American libertarian author and lecturer

James Bovard (/bəˈvɑrd/; born 1956) is an American libertarian author and lecturer whose political commentary targets examples of waste, failures, corruption, cronyism and abuses of power in government. He is a USA Today columnist and is a frequent contributor to The Hill. He is the author of Attention Deficit Democracy and nine other books. He has written for the New York Times, Wall Street Journal, Washington Post, New Republic, Reader's Digest, The American Conservative, and many other publications. His books have been translated into Spanish, Arabic, Japanese, and Korean.

==Early life==
He has written Wall Street Journal articles about his experiences as a shiftless highway worker and a one-season Santa Claus. His early career was summarized in a 1988 National Journal profile headlined, "A Free-Lance Crab Apple Shaking the Federal Tree".

==Views==
In 2017, Bovard criticized President Donald Trump for the missile strike in Syria and referred to it as his "biggest foreign folly." Bovard writes, "Four years ago, Trump warned in a tweet: 'If the U.S. attacks Syria and hits the wrong targets, killing civilians, there will be worldwide hell to pay.' But the Trump administration has sharply increased U.S. bombing while curtailing restrictions that sought to protect innocents. A British-based human rights monitoring group estimated Friday that U.S.-led coalition strikes had killed almost 500 civilians in the past month—more than any month since U.S. bombing began. A United Nations commission of inquiry concluded that coalition airstrikes have caused a 'staggering loss of civilian life.'" He also stated that "Trump's most dangerous innovation involves direct attacks on Syrian government forces."

In 2018, Bovard was critical of Trump, saying that he "has said and done many things to appall the friends of freedom. From Trump's pro-torture comments to his praise of police brutality to his cruise-missile barrage against Syria to his threat to annihilate North Korea, there are ample signs that he scorns a freedom-and-peace posture."

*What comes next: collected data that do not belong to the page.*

PR #400, opened 2018-12-10
Ref #25491 - Add public key option in create compute resource CLI

shiramax:


mbacovsky:
@shiramax, thanks for the patch It looks good, could you please add a test for it?

shiramax:
thanks, @mbacovsky , please review again.

mbacovsky:
Please rebase the PR to work with latest core.

lib/hammer_cli_foreman/compute_resource.rb
```diff
@@ -70,6 +70,11 @@ def print_data(data)
 
     class CreateCommand < HammerCLIForeman::CreateCommand
 
+
+      option "--public_key_path", "PUBLIC_KEY_PATH", _("Path to a file that contains oVirt public key (For oVirt only)"), :attribute_name => :option_public_key_path,
```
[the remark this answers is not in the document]
shiramax: It seems that there are multiple parameters that are relevant to only one compute resource, I guess the reason is that we in the future we will able to add a compute resource with the same parameters.

shiramax:
@mbacovsky thanks :)
please review again.

lib/hammer_cli_foreman/compute_resource.rb
mbacovsky: If you use `:attribute_name => :option_public_key` you can remove `request_params` definition completely.

lib/hammer_cli_foreman/compute_resource.rb
```diff
@@ -82,6 +87,13 @@ class CreateCommand < HammerCLIForeman::CreateCommand
...
       failure_message _("Could not create the compute resource")
 
+      def request_params
+        params = super
+        if options["option_public_key_path"]
+          params['compute_resource']['public_key'] = options["option_public_key_path"]
+        end
+        params
+      end
       build_options
```
mbacovsky: In the command help I can see:
```
 --public-key PUBLIC_KEY                     For oVirt only
 --public_key_path PUBLIC_KEY_PATH           Path to a file that contains oVirt public key (For oVirt only)
```
This is probably unwanted. Use `build_options :without => :public_key`

lib/hammer_cli_foreman/compute_resource.rb
mbacovsky: In `--public_key_path` use dashes as in `--public-key-path`

shiramax: I tried it, but it didn't work - the public_key was not in params['compute_resource']

ofedoren:
Just few additional notes:

-  `:required => false` is not necessary and can be omitted.
-  if you specify `attribute_name => :option_public_key` then it puts the key value under `['compute_resource']` in params and `request_params` section is redundant. At least I see it in debug mode and also in the request.
-  also we need to add `--public-key-path` option to `UpdateCommand` as well to be consistent with `CreateCommand` (as mbacovsky said). And a test for it as well.
-  currently, if a path was specified with `--public-key-path` option, the specified path will be sent to the server as param instead of value in that file. While I was debugging, I noticed that when you specify `attribute_name => :option_public_key` then the `File` (or any) normalizer doesn't do its job (should we open an issue about that, @mbacovsky? It's weird, because the tests pass). I guess that's why the path is sent instead of file content.

Also I've noticed that the tests fail if there is no `request_params` section specified, which is weird also, because the actual request contains `['compute_resource']['public_key']` param. Not sure now where is the problem, in tests or core.

mbacovsky:
@shiramax, @ofedoren I did some debugging of what is going on with  `attribute_name => :option_public_key`. My findings are:
- when clamp defines an option it creates writer method for it that is used later by the parser. The writer method is called `#{attribute_name}=` and in the body the normalizer as called and the value is assigned to the attribute in the command.
- during parsing clamp finds the matching option definition and asks for the writer name and calls that method with the parsed value
- in our case --public-key-path will create writer `option_public_key=` which is later re-defined by writer for --public-key. That is the reason why the File normalizer is not triggered.
- it seems there is not a nice fix for this general behavior and we should better avoid using :attribute_name same as other existing option of different type

One solution here could be to define a new normalizer FileOrValue that will check if the value is existing file and loads its content  or use the value provided. In that case we would have to :exclude public_key and define our own with the proper normalizer and we could get rid of requiest_params modifications.
Other solution is to keep the two options as suggested in the PR but we have to fix the request params 
```ruby
params['compute_resource']['public_key'] = option_public_key_path if option_public_key_path
```
otherwise the public key is overriden with nil. 

I'm okay both ways.

What would you prefer @shiramax?

shiramax:
Thanks @mbacovsky and @ofedoren.
I fixed the request params, 
thanks!

lib/hammer_cli_foreman/compute_resource.rb
```diff
@@ -71,12 +71,21 @@ def print_data(data)
 
 
     class CreateCommand < HammerCLIForeman::CreateCommand
+      option "--public-key-path", "PUBLIC_KEY_PATH", _("Path to a file that contains oVirt public key (For oVirt only)"), :attribute_name => :option_public_key_path,
+             :required => false, :format => HammerCLI::Options::Normalizers::File.new
```
mbacovsky: I wonder why the `:required => false` and `:attribute_name => :option_public_key_path` are kept in the code. These are the default values and should have no impact on the code. Just making it more difficult to read. Is it intentional?

mbacovsky:
Excelent! Thanks @shiramax!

Bovard is a critic of the Transportation Security Administration, writing that "the TSA has a long history of intimidation. In 2002, it created a system of fines to penalize travelers with bad attitudes, charging up to $1,500 for any alleged 'nonphysical interference.' This included any 'situation that in any way would interfere with the screener and his or her ability to continue to work or interfere with their ability to do their jobs,' according to a spokeswoman. The TSA failed to specify exactly how much groveling was necessary and eventually abandoned the regime of fines." He also criticized the TSA's watchlist and concluded that "the TSA's latest anti-privacy charade is yet more evidence that the agency should be done away with. After pointlessly groping countless Americans, the TSA has no excuse for groping more."

==Reception==
Bovard's work has received both praise and criticism in mainstream outlets. In 1994, columnist George F. Will called him “a one-man truth squad.”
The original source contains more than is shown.